An Unforgettable, Devastating Coda
In the final analysis, When We Ride transcends its genre to stand as a towering achievement in contemporary fiction. It is a modern American tragedy that is as spare and brutal as it is beautiful and profound. Rex Ogle has crafted a novel that is not merely about the difficult choices of two teenage boys, but about the social and psychological forces that render choice a near impossibility. Through the relentless, percussive rhythm of his verse, he tells a story of a brotherhood that is both a life raft and an anchor, a source of salvation that becomes a sentence of death. The narrative is a masterclass in economy and emotional impact, where the empty space on the page speaks as loudly as the carefully chosen words, echoing with the unspoken fears, the desperate hopes, and the vast, lonely expanse of a future that will never be.
Ogle’s refusal to offer a simple moral is the book’s greatest strength. This is not a story about a “good” boy and a “bad” boy. It is the story of two boys trying to survive in a world that has failed them, armed only with a fierce, misguided, and ultimately fatal loyalty to one another. The ending, which could have been a simple, shocking climax, is elevated by a haunting coda—a final, brief chapter from Lawson’s perspective. We see him driving away, alone, haunted by Benny’s memory and grappling with the crushing weight of being the one who survived. This final note of grief and guilt transforms the novel from a cautionary tale into a profound meditation on loss and the impossible burden of moving forward.

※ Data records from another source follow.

PR #4179, opened 2025-11-13
Split subnet logic to provider specific progs - Part 1

byucesoy:
**Create provider specific subnet nexus progs**
This is just a dummy commit to add two new progs. These two progs and their
tests are exact copies of Prog::Aws::Vpc and Prog::Vnet::SubnetNexus. They are
not being used at the moment. I'll add actual logic changes in the next commit.
By adding these two files now, I can avoid a huge diff in the next commit, thus
making the review significantly easier.

**Split subnet nexus logic to provider specific progs**
Previously, we would create Vnet::SubnetNexus prog for all subnet related
operations regardless of the provider. If the underlying provider was AWS,
SubnetNexus prog would internally bud Aws::Vpc prog to handle VPC related
operations. Now we are moving to a direction where each provider would have
a standalone prog to handle its VPC/Subnet related operations. This would
allow us to better isolate provider specific logic.

----

> [!IMPORTANT]
> Introduce provider-specific subnet handling classes for AWS and Metal, with corresponding tests.
> 
>   - **Behavior**:
>     - Introduces `Prog::Vnet::Aws::VpcNexus` and `Prog::Vnet::Metal::SubnetNexus` classes for provider-specific subnet handling.
>     - Updates `Prog::Vnet::SubnetNexus` to use provider-specific classes based on location.
>   - **Tests**:
>     - Adds `vpc_nexus_spec.rb` for `Prog::Vnet::Aws::VpcNexus`.
>     - Adds `subnet_nexus_spec.rb` for `Prog::Vnet::Metal::SubnetNexus`.
>   - **Misc**:
>     - Updates `thawed_mock.rb` to allow mocking of `PrivateSubnetAwsResource`.
> 
> <sup>This description was created by </sup>[Ellipsis](https://www.ellipsis.dev?ref=ubicloud%2Fubicloud&utm_source=github&utm_medium=referral)<sup> for 9533dc15da1499b97fac5ab8b3d47541de717881. You can [customize](https://app.ellipsis.dev/ubicloud/settings/summaries) this summary. It will automatically update as commits are pushed.</sup>

### DIFF
--- a/model/private_subnet.rb
+++ b/model/private_subnet.rb
@@ -63,7 +63,7 @@ class PrivateSubnet < Sequel::Model
     (state == "waiting") ? "available" : state
   end
 
-  plugin SemaphoreMethods, :destroy, :destroying, :refresh_keys, :add_new_nic, :update_firewall_rules
+  plugin SemaphoreMethods, :destroy, :destroying, :refresh_keys, :add_new_nic, :update_firewall_rules, :migrate
 
   def self.random_subnet
     subnet_dict = PRIVATE_SUBNET_RANGES.each_with_object({}) do |subnet, hash|
--- a/prog/vnet/subnet_nexus.rb
+++ b/prog/vnet/subnet_nexus.rb
@@ -81,6 +81,18 @@ class Prog::Vnet::SubnetNexus < Prog::Base
   end
 
   label def wait
+    # :nocov:
+    when_migrate_set? do
+      if private_subnet.location.aws?
+        strand.update(prog: "Vnet::Aws::SubnetNexus", label: "wait")
+      else
+        strand.update(prog: "Vnet::Metal::SubnetNexus", label: "wait")
+      end
+      decr_migrate
+      nap 0
+    end
+    # :nocov:
+
     if private_subnet.location.aws?
       check_firewall_update
       private_subnet.semaphores.each(&:destroy)


jeremyevans:
Some commits seem to overlap with the already merged #4173. Can you rebase? The test failure should be solvable by updating thawed mock:

```ruby
allow_mocking(PrivateSubnetAwsResource, :create_with_id)
```

byucesoy:
Rebased and fixed the tests.

prog/vnet/aws/vpc_nexus.rb
```diff
@@ -0,0 +1,193 @@
+# frozen_string_literal: true
+
+require "aws-sdk-ec2"
+class Prog::Vnet::Aws::VpcNexus < Prog::Base
+  subject_is :private_subnet
+
+  def before_run
+    when_destroy_set? do
+      if strand.label != "destroy"
```
jeremyevans: This pattern is used elsewhere and is fundamentally risky. It also appears to be wrong in this case, since it doesn't include `delete_internet_gateway` and `delete_vpc`. If there is a reason that we should still hop to `destroy` even if we are already at one of those labels, please add a comment explaining why.

I can think of a couple potential alternatives to this pattern:

* Add a `destroying` semaphore, set it during `destroy`, and not hop if that semaphore is set.
* Update the frame to set a `destroying` entry, and not hop if that entry is set.

prog/vnet/aws/vpc_nexus.rb
```diff
@@ -0,0 +1,193 @@
...
+    end
+
+    private_subnet.private_subnet_aws_resource.update(vpc_id: vpc_id)
+    hop_wait_vpc_created
+  end
+
+  label def wait_vpc_created
+    vpc = client.describe_vpcs({filters: [{name: "vpc-id", values: [private_subnet.private_subnet_aws_resource.vpc_id]}]}).vpcs[0]
+
+    if vpc.state == "available"
```
jeremyevans: Up to you, but

```suggestion
    nap 1 unless vpc.state == "available"
```

and removing the extra indentation from the rest of the method may be simpler.

prog/vnet/aws/vpc_nexus.rb
```diff
@@ -0,0 +1,193 @@
...
+          vpc_id: private_subnet.private_subnet_aws_resource.vpc_id,
+          tag_specifications: Util.aws_tag_specifications("security-group", private_subnet.name)
+        })
+      rescue Aws::EC2::Errors::InvalidGroupDuplicate
+        client.describe_security_groups({filters: [{name: "group-name", values: ["aws-#{location.name}-#{private_subnet.ubid}"]}]}).security_groups[0]
+      end
+
+      private_subnet.private_subnet_aws_resource.update(security_group_id: security_group_response.group_id)
+
+      private_subnet.firewalls.flat_map(&:firewall_rules).each do |firewall_rule|
```
jeremyevans: Avoid N+1 query issue:

```suggestion
      private_subnet.firewalls(eager: :firewall_rules).flat_map(&:firewall_rules).each do |firewall_rule|
```

Alternatively, add a `PrivateSubnet.many_through_many :firewall_rules` association and use that.

prog/vnet/aws/vpc_nexus.rb
```diff
@@ -0,0 +1,193 @@
...
+
+    vpc_id = if vpc_response.vpcs.empty?
+      client.create_vpc({cidr_block: private_subnet.net4.to_s,
+        amazon_provided_ipv_6_cidr_block: true,
+        tag_specifications: Util.aws_tag_specifications("vpc", private_subnet.name)}).vpc.vpc_id
+    else
+      vpc_response.vpcs.first.vpc_id
+    end
+
+    private_subnet.private_subnet_aws_resource.update(vpc_id: vpc_id)
```
jeremyevans: Considering adding a `private_subnet_aws_resource` method to DRY up the repeated `private_subnet.private_subnet_aws_resource`.

prog/vnet/aws/vpc_nexus.rb
```diff
@@ -0,0 +1,193 @@
...
+    hop_wait
+  end
+
+  label def wait
+    when_update_firewall_rules_set? do
+      private_subnet.vms.each(&:incr_update_firewall_rules)
+      decr_update_firewall_rules
+    end
+
+    private_subnet.semaphores.each(&:destroy)
```
jeremyevans: Looking at the available semaphores for PrivateSubnet:

* `destroy` would be already handled by the `before_run`
* `update_firewall_rules` handled by block earlier in this method
* `refresh_keys`, `add_new_nic` are not handled.

I'm guessing they do not apply to AWS VPCs and should be ignored? However, this could be a footgun if we add a semaphore to PrivateSubnet later that could apply to AWS VPCs. I think it would probably be better to only delete specific semaphores, and add a comment documenting why.

prog/vnet/aws/vpc_nexus.rb
```diff
@@ -0,0 +1,193 @@
...
+      register_deadline(nil, 10 * 60, allow_extension: true) if private_subnet.nics.any? { |n| n.vm&.prevent_destroy_set? }
+
+      Clog.emit("Cannot destroy subnet with active nics, first clean up the attached resources") { private_subnet }
+
+      nap 5
+    end
+
+    decr_destroy
+    private_subnet.nics.each(&:incr_destroy)
+    private_subnet.firewalls.each(&:destroy)
```
jeremyevans: This looks wrong (maybe it isn't, but it certainly looks like it is). The firewalls could be used by other private subnets. If you want to remove the entries from the join table:


```suggestion
    private_subnet.remove_all_firewalls
```

prog/vnet/aws/vpc_nexus.rb
```diff
@@ -0,0 +1,193 @@
...
+      client.delete_security_group({group_id: private_subnet.private_subnet_aws_resource.security_group_id})
+    end
+    hop_delete_internet_gateway
+  end
+
+  label def delete_internet_gateway
+    ignore_invalid_id do
+      client.detach_internet_gateway({internet_gateway_id: private_subnet.private_subnet_aws_resource.internet_gateway_id, vpc_id: private_subnet.private_subnet_aws_resource.vpc_id})
+      client.delete_internet_gateway({internet_gateway_id: private_subnet.private_subnet_aws_resource.internet_gateway_id})
+    end
```
jeremyevans, line 147: If there is any possibility that the `delete_internet_gateway` could work even if the `detach_internet_gateway` fails, this should be split.

```suggestion
    ignore_invalid_id do
      client.detach_internet_gateway({internet_gateway_id: private_subnet.private_subnet_aws_resource.internet_gateway_id, vpc_id: private_subnet.private_subnet_aws_resource.vpc_id})
    end
    ignore_invalid_id do
      client.delete_internet_gateway({internet_gateway_id: private_subnet.private_subnet_aws_resource.internet_gateway_id})
    end
```

I would guess that it is possible if the `vpc_id` entry is the cause of the invalid id instead of the `internet_gateway_id`, but that's not an educated guess.

prog/vnet/aws/vpc_nexus.rb
```diff
@@ -0,0 +1,193 @@
...
+    Aws::EC2::Errors::InvalidSubnetIDNotFound,
+    Aws::EC2::Errors::InvalidGroupNotFound,
+    Aws::EC2::Errors::InvalidNetworkInterfaceIDNotFound,
+    Aws::EC2::Errors::InvalidInternetGatewayIDNotFound,
+    Aws::EC2::Errors::InvalidVpcIDNotFound => e
+    Clog.emit("ID not found for aws vpc") { {ignored_aws_vpc_failure: {exception: Util.exception_to_hash(e, backtrace: nil)}} }
+  end
+
+  def location
+    private_subnet.location
```
jeremyevans: Up to you, but you may want to cache this, since the location shouldn't change:

```suggestion
    @location ||= private_subnet.location
```

prog/vnet/metal/subnet_nexus.rb
```diff
@@ -0,0 +1,163 @@
...
+  def before_run
+    when_destroy_set? do
+      if strand.label != "destroy"
+        register_deadline(nil, 10 * 60)
+        hop_destroy
+      end
+    end
+  end
+
+  label def start
```
jeremyevans, line 15: Personally, I don't like labels that only hop to another label. However, I see that would make the code to dispatch to either this or or the aws prog more complex, so it's probably best to keep this as is.

prog/vnet/metal/subnet_nexus.rb
```diff
@@ -0,0 +1,163 @@
...
+  def gen_encryption_key
+    "0x" + SecureRandom.bytes(36).unpack1("H*")
+  end
+
+  def gen_spi
+    "0x" + SecureRandom.bytes(4).unpack1("H*")
+  end
+
+  def gen_reqid
+    SecureRandom.random_number(100000) + 1
```
jeremyevans: If this should only return a non-zero 1-5 digit number, this has a problem if the random number is `99999`. It may be better to do:

```suggestion
    SecureRandom.random_number(1...100000)
```

If this should be allowed to return a non-zero 1-6 digit number, then you should use the above and add a zero.

prog/vnet/ubicloud/subnet_nexus.rb
```diff
@@ -0,0 +1,163 @@
...
+  end
+
+  def gen_reqid
+    SecureRandom.random_number(100000) + 1
+  end
+
+  label def add_new_nic
+    register_deadline("wait", 3 * 60)
+    nics_snap = nics_to_rekey
+    nap 10 if nics_snap.any? { |nic| nic.lock_set? }
```
jeremyevans:
```suggestion
    nap 10 if nics_snap.any?(&:lock_set?)
```

prog/vnet/ubicloud/subnet_nexus.rb
```diff
@@ -0,0 +1,163 @@
...
+    end
+
+    decr_add_new_nic
+    hop_wait_inbound_setup
+  end
+
+  label def refresh_keys
+    decr_refresh_keys
+    nics = active_nics
+    nap 10 if nics.any? { |nic| nic.lock_set? }
```
jeremyevans:
```suggestion
    nap 10 if nics.any?(&:lock_set?)
```

prog/vnet/metal/subnet_nexus.rb
```diff
@@ -0,0 +1,163 @@
...
+      nic.incr_lock
+      private_subnet.create_tunnels(nics_snap, nic)
+    end
+
+    decr_add_new_nic
+    hop_wait_inbound_setup
+  end
+
+  label def refresh_keys
+    decr_refresh_keys
```
jeremyevans: In `add_new_nic`, we don't decrement the semaphore until right before hopping. Here we decrement the semaphore at the start of the method. Maybe this causes no problems, but it looks inconsistent. If there is a reason for the difference in behavior, can you add a comment to this call and the `decr_add_new_nic` in `add_new_nic` explaining why we do one early and one late?

prog/vnet/metal/subnet_nexus.rb
```diff
@@ -0,0 +1,163 @@
...
+  def gen_spi
+    "0x" + SecureRandom.bytes(4).unpack1("H*")
+  end
+
+  def gen_reqid
+    SecureRandom.random_number(100000) + 1
+  end
+
+  label def add_new_nic
+    register_deadline("wait", 3 * 60)
```
jeremyevans, line 55: We don't currently register a deadline in `refresh_keys`. Do you think we should do so there?

prog/vnet/ubicloud/subnet_nexus.rb
```diff
@@ -0,0 +1,163 @@
...
+      nic.incr_lock
+    end
+
+    hop_wait_inbound_setup
+  end
+
+  label def wait_inbound_setup
+    nics = rekeying_nics
+    if nics.all? { |nic| nic.strand.label == "wait_rekey_outbound_trigger" }
+      nics.each(&:incr_trigger_outbound_update)
```
jeremyevans: N+1 query issue, can fix with:

```suggestion
      Semaphore.incr(nics.map(&:id), "trigger_outbound_update")
```

prog/vnet/ubicloud/subnet_nexus.rb
```diff
@@ -0,0 +1,163 @@
...
+      hop_wait_outbound_setup
+    end
+
+    nap 5
+  end
+
+  label def wait_outbound_setup
+    nics = rekeying_nics
+    if nics.all? { |nic| nic.strand.label == "wait_rekey_old_state_drop_trigger" }
+      nics.each(&:incr_old_state_drop_trigger)
```
jeremyevans: N+1 query issue. Can fix with:

```suggestion
      Semaphore.incr(nics.map(&:id), "old_state_drop_trigger")
```

prog/vnet/ubicloud/subnet_nexus.rb
```diff
@@ -0,0 +1,163 @@
...
+    nap 5
+  end
+
+  label def wait_old_state_drop
+    nics = rekeying_nics
+    if nics.all? { |nic| nic.strand.label == "wait" }
+      private_subnet.update(state: "waiting", last_rekey_at: Time.now)
+      nics.each do |nic|
+        nic.update(encryption_key: nil, rekey_payload: nil)
+        nic.unlock
```
jeremyevans: 2N+1 query issue. Can fix with:

```suggestion
      all_connected_nics.exclude(rekey_payload: nil).update(encryption_key: nil, rekey_payload: nil)
      Semaphore.where(strand_id: nics.map(&:id), name: "lock").delete(force: true)
```

Might want to add a private method for the `all_connected_nics.exclude(rekey_payload: nil)` code.

prog/vnet/ubicloud/subnet_nexus.rb
```diff
@@ -0,0 +1,163 @@
...
+      end
+      hop_wait
+    end
+
+    nap 5
+  end
+
+  label def destroy
+    if private_subnet.nics.any? { |n| !n.vm_id.nil? }
```
jeremyevans: The false/nil difference doesn't matter here, so I would use:

```suggestion
    if private_subnet.nics.any?(&:vm_id)
```

prog/vnet/ubicloud/subnet_nexus.rb
```diff
@@ -0,0 +1,163 @@
...
+      register_deadline(nil, 10 * 60, allow_extension: true) if private_subnet.nics.any? { |n| n.vm&.prevent_destroy_set? }
```
jeremyevans: N+1 query issue. Can be fixed with:

```suggestion
      unless Semaphore.where(strand_id: private_subnet.nics.map(&:vm_id).compact, name: "prevent_destroy").empty?
        register_deadline(nil, 10 * 60, allow_extension: true)
      end
```

prog/vnet/ubicloud/subnet_nexus.rb
```diff
@@ -0,0 +1,163 @@
...
+
+      Clog.emit("Cannot destroy subnet with active nics, first clean up the attached resources") { private_subnet }
+
+      nap 5
+    end
+
+    decr_destroy
+    private_subnet.firewalls.each { it.disassociate_from_private_subnet(private_subnet, apply_firewalls: false) }
```
jeremyevans: N+1 query issue. Can be fixed with:

```suggestion
    private_subnet.remove_all_firewalls
```

prog/vnet/metal/subnet_nexus.rb
```diff
@@ -0,0 +1,163 @@
...
+
+      nap 5
+    end
+
+    decr_destroy
+    private_subnet.firewalls.each { it.disassociate_from_private_subnet(private_subnet, apply_firewalls: false) }
+
+    private_subnet.connected_subnets.each do |subnet|
+      private_subnet.disconnect_subnet(subnet)
+    end
```
jeremyevans, line 133: Also an N+1 query issue, but considering the complexity of `PrivateSubnet#disconnect_subnet`, probably best to leave as is.

prog/vnet/aws/vpc_nexus.rb
byucesoy: I think they they can be ignored. I'll remove this line.

prog/vnet/aws/vpc_nexus.rb
byucesoy: This was copy/paste from the earlier prog, but I think you are right. `remove_all_firewalls` makes more sense.

cc @furkansahin to confirm whether this is OK or if we are missing something.

prog/vnet/metal/subnet_nexus.rb
byucesoy: @furkansahin, what do you think about this?

furkansahin: Yeap, you can change it to the suggested code. The important thing is that it doesn't return 0 because it's a special case.

prog/vnet/aws/vpc_nexus.rb
furkansahin: That's alright

prog/vnet/metal/subnet_nexus.rb
furkansahin: We can move decr_refresh_keys to **after** we got the lock

prog/vnet/metal/subnet_nexus.rb
furkansahin: yes, let's do that

spec/prog/vnet/aws/vpc_nexus_spec.rb
```diff
@@ -0,0 +1,285 @@
...
+      client.stub_responses(:describe_subnets, subnets: [{state: "available"}])
+    end
+
+    let(:nic) {
+      instance_double(Nic, vm_id: nil)
+    }
+
+    it "extends deadline if a vm prevents destroy" do
+      vm = Vm.new(family: "standard", cores: 1, name: "dummy-vm", location_id: Location::HETZNER_FSN1_ID).tap {
+        it.id = "788525ed-d6f0-4937-a844-323d4fd91946"
```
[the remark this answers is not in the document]
byucesoy: `it` is automatically defined as the object that is being worked on  in ruby blocks.

prog/vnet/aws/vpc_nexus.rb
```diff
@@ -0,0 +1,204 @@
...
+      is_destroying = true
+    end
+
+    unless is_destroying
+      when_destroy_set? do
+        incr_destroying
+        register_deadline(nil, 10 * 60)
+        hop_destroy
+      end
+    end
```
jeremyevans: This may be simpler. Up to you.

```suggestion
    when_destroy_set? do
      when_destroying_set? { return }
      incr_destroying
      register_deadline(nil, 10 * 60)
      hop_destroy
    end
```

This is a case where `when_destroying_unset?` would allow for simpler code.

prog/vnet/metal/subnet_nexus.rb
jeremyevans: This change wasn't made. I',m not sure it is required, if 6 digit numbers are allowed but not required. However, there doesn't seem an advantage to the current code over my suggestion.

jeremyevans (approved):

prog/vnet/metal/subnet_nexus.rb
byucesoy: I did this change, but it seems it is lost during one of the rebases. Weird... I fixed it again.

byucesoy: I mistakenly did it  in the original subnet nexus prog. Fixed it now.

prog/vnet/metal/subnet_nexus.rb
```diff
@@ -104,10 +104,10 @@ def gen_reqid
     nics = rekeying_nics
     if nics.all? { |nic| nic.strand.label == "wait" }
       private_subnet.update(state: "waiting", last_rekey_at: Time.now)
-      nics.each do |nic|
-        nic.update(encryption_key: nil, rekey_payload: nil)
-        nic.unlock
-      end
+
+      all_connected_nics.exclude(rekey_payload: nil).update(encryption_key: nil, rekey_payload: nil)
```
furkansahin, line 108: why are you calling `all_connected_nics.exclude` here, you already have `nics`

byucesoy: nics are not Sequel dataset, but materialized sequel models, so we cannot run `.update` on them.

When We Ride is a book that will leave a scar. It is a visceral, unforgettable reading experience that forces you to confront the ugliest parts of our social fabric and the most beautiful, terrible capacities of the human heart. The final question it leaves echoing in the silence is not whether Benny made the right choice, but whether a boy so defined by his love for another ever truly had a choice at all. The ride is over, its tragic destination reached, but the ghost of Benny and Lawson’s brotherhood will haunt the reader long after the final, devastating page has been turned. It is, without question, a masterpiece.
FAQ Section:
- Q1: What is the book When We Ride by Rex Ogle about?
- A1: When We Ride is a young adult novel in verse about the intense and ultimately tragic friendship between two teenage boys, Diego “Benny” Benevides and Lawson Pierce. It explores their divergent paths—one toward college, the other into the world of drug dealing—and the fatal consequences of their loyalty.
- Q2: How does When We Ride end?
- A2: The ending of When We Ride is tragic. During a confrontation with a dangerous drug supplier named Trent, Benny jumps in front of Lawson to save him and is shot and killed. The book’s final chapter is a poignant epilogue from Lawson’s perspective, reflecting on his grief and guilt as he leaves town to start a new life.
- Q3: Is When We Ride a true story?
- A3: While Rex Ogle draws on raw, authentic emotions and experiences common to many young people in difficult circumstances, When We Ride is a work of fiction. Its power comes from its realistic portrayal of friendship, poverty, and the pressures facing teenagers.
- Q4: Is When We Ride a good book for adults?
- A4: Yes, absolutely. While categorized as Young Adult, its profound themes of loyalty, social determinism, grief, and the complexities of male friendship make it a powerful and thought-provoking read for adults. Its sparse, poetic language and unflinching emotional honesty are hallmarks of great literary fiction.